The city of Portland appears poised, after a long review, to adopt an ordinance to protect the community from the unnecessary use of toxic pesticides (herbicides, insecticides and fungicides) in the maintenance of park landscapes, playing fields and lawns. The ordinance, if passed, will stop the use of hazardous pesticides citywide.

The people of Portland have turned out in impressive numbers to testify in support of this ordinance before the City Council, a task force has considered the matter, and now a vote of the council – slated for Monday after having been rescheduled last month – is overdue.

Here’s why the measure before the council is an urgent matter.

Toxic pesticides, which are of serious concern because of their adverse effects on people and the environment, are widely used in public parks and playing fields and on yards across the city. This shouldn’t and doesn’t need to be the case for two reasons: First, we can have beautiful parks, playing fields and lawns that meet community expectations without toxic pesticide use; and second, the scientific literature is filled with studies that link pesticide exposure to a range of serious health concerns – cancer, neurological and immune system damage, respiratory illness and asthma, Parkinson’s, Alzheimer’s and diabetes.

Most troubling, since the vast majority of the areas treated with pesticides are used by children, is the link between pesticides and learning disabilities and attention-deficit hyperactivity disorder. Pets, too, are adversely affected.

And hazardous exposure isn’t limited to contact with land: It occurs through air and water, too, as a pesticide application moves off the treated site and spreads in air currents and runoff into neighboring properties and waterways.


Perhaps the most widely used weedkiller, glyphosate (RoundUp), is associated with a wide range of illnesses, including non-Hodgkin’s lymphoma, genetic damage, liver and kidney damage and endocrine disruption, as well as environmental damage, including water contamination and harm to amphibians.

Why is City Council action needed, especially now? Residents of Portland are not being protected by the U.S. Environmental Protection Agency, which is charged with evaluating the adverse effects of pesticides and determining how they can be used without “unreasonable” risks. The head of the EPA, on record as wanting to dismantle the agency, has begun to roll back already-weak regulations that restrict pesticides and place former chemical industry employees or consultants in high-level regulatory positions. This has a direct effect on Portland, the health of residents and the environment, including managed and native bees.
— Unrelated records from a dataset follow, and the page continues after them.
PR #1631, opened 2025-02-17
test: reduce noise in cmd cases using a custom `slog` handler

G-Rath:
Currently we got a lot of noise from `osv-scalibr` libraries which makes it hard to see what actually failed - since all of these are going through the `slog`, we can use our own custom handler to drop records with specific prefixes.

I believe there are some talks happening with the `osv-scalibr` team to see if some of these can be toned back, and also I think we will probably want to capture some of these at some point as part of valid tests, but short-term this should help make things more manageable.

I'm opening this as a draft as I don't know if we do actually want to land this, in part because I think this is going to almost immediately break as we've switching to `slog` ourselves which involves using a custom `slog` handler meaning this one will get overridden, but I still wanted to share the implementation either way as folks might like to cherry-pick it locally depending on what they're working on 🙂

As the concerns about pesticide exposure escalate in the scientific and medical community, land managers in Maine and across the country are rethinking the management of turf on a range of sites, including parks, school grounds, playing fields, golf courses, public spaces and yards. The approach of putting down a bag of petroleum-based synthetic weed killers and fertilizers is increasingly understood to create a chemical dependency in lawn and garden management that is not only harmful, but costly and unnecessary to achieving desired results.
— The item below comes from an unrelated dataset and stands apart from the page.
PR #1634, opened 2025-02-17
fix: remove usage of `pkg/lockfile` from guided remediation

michaelkedar:
To unblock removing `pkg/lockfile` for the full v2 release.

This important measure, then, is just as much about preventing hazards and filling an increasing gap in protection from regulators, as it is about recognizing the viability of sound land management practices that do not rely on toxic chemicals, and result in healthier turf that stands up to stress and is less reliant on water.

The outdated chemical-intensive practices are tied to the belief that parks, playing fields and home lawns require toxic chemicals and synthetic fertilizers to be managed to community expectations. So an approach that recognizes the importance of soil biology in cycling nutrients naturally by breaking down organic matter to feed plants is often new to many land managers who have not evaluated and nurtured the soil food web of microorganisms. This attention to the soil systems has been foundational to the success of the organic agriculture sector in Maine and nationwide.

If critics of this proposal tell the community that organic doesn’t work, they are, in effect, challenging the underlying principles of soil management that have enabled the exponential growth of the organic agricultural sector, now a $50 billion industry and the fastest-growing part of the agricultural economy.

The ordinance, with amendments that will be offered to ensure public oversight, transparency and an expedited effective date, should be adopted Monday so that the city can ensure public health and environmental protection from pesticides as soon as possible.